Traffic is blurred as it passes in front of Parliament Hill on Wellington St. in downtown Ottawa Tuesday, May 24, 2011.
Credits: DARREN BROWN/QMI AGENCY
The Canadian Centre for Policy Alternatives - a left-leaning think tank - says in order for Flaherty to balance the books by 2014-15, federal departments would have to chop 40,000 workers from a bureaucracy that has bulged by the same number under Prime Minister Stephen Harper's watch.
Those workers would be in addition to 40,000 others who are expected to sail off into retirement in the next few years or through others forms of attrition.
The combined total would represent about one-third of public sector workers, and would severely cripple the delivery of services, says David Macdonald, a research associate with the centre.
"I'd be pretty concerned if you have a job in the public service, if you want a job in the public service," Macdonald said. "This is not a good time for you."
Monday's federal budget announced $11 billion in cuts ending in 2015-16, when the government predicts a $4.2 billion surplus.
A cabinet review led by Treasury Board President Tony Clement this fall is expected to trim the fat on $80 billion in program spending. Flaherty says some programs are destined for the wood chipper, but won't provide specifics until the 2012 budget.
He said Monday it's up to the private sector to provide jobs, not government.

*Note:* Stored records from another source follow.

PR #18351, opened 2024-03-29
Cocktail Shaker: Thermal stones & QoL

TDHooligan:
[FEATURE][SPRITES][OBJECTS]
## About the PR 
Adds a new item to the bartender's vending machine (to save them precious inventory space)

**Thermal shaker stones:**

Derek Fildebrandt of the Canadian Taxpayer's Federation says entire departments should be bulldozed and labuor laws rewritten to disarm public sector unions from standing in the way.

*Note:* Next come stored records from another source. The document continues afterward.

PR #21217, opened 2024-11-01
Emergency suits in boxes now start folded

NightmareChamillian:
## About the PR 

Emergency suits spawning in boxes now start compacted, so that way they can be taken in or out of the box as many times as desired up **until** you decide to unfold and put it on.

https://github.com/user-attachments/assets/674e5329-214c-4c2b-a900-47edfcda4a51

## Why's this needed? 

Honestly, QoL that's _just_ barely bugged me enough to bother making a PR. Accidentally taking an esuit out, or taking it out only to realize you didn't need to, and now you _have_ to dedicate a whole ass backpack slot for it is a bit of a bother. 

## Changelog 

Not entirely sure one's needed but why not

```changelog
(u)NightmarechaMillian
(+)Emergency suits in boxes now start folded so they can actually fit back into the box
```


code/obj/item/clothing/suits.dm
```diff
@@ -1214,6 +1214,24 @@ TYPEINFO(/obj/item/clothing/suit/hazard/fire/armored)
...
+	desc = "A suit that protects against low pressure environments for a short time. At least, it would be if it hadn't been vacuum-compressed into a small rectangle. You'll have to unfold it before putting it on."
+	icon = 'icons/obj/clothing/overcoats/item_suit_hazard.dmi'
+	icon_state = "emerg_folded"
+	item_state = "emerg"
+	w_class = W_CLASS_TINY
+
+	attack_self(mob/user as mob)
+
+		user.drop_item(src) //clear hands
+		boutput(user, SPAN_NOTICE("You deploy the [src]!"))
```
JORJ949, line 1228: "deploy" sounds weird here, "unfold" would probably be better

Tarmunora (approved):

code/obj/item/clothing/suits.dm
NightmareChamillian: it originally did, but in that case the message would be "you unfold the folded emergency suit" which seemed a little repetitive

"The public service should be serving the people, not their own greedy interests," he says.
Unions, meanwhile, are digging in for a fight and are warning Canadians their standard of living would be threatened if the public service is castrated.
The Canadian Association of Professional Employees suggests the government is lying when it says it can shrink the federal workforce through retirements because Treasury Board data says otherwise.
"The Harper government has been saying that attrition will allow the government to avoid sending anyone home unwillingly. But the numbers don't add up," says association president Claude Poirier.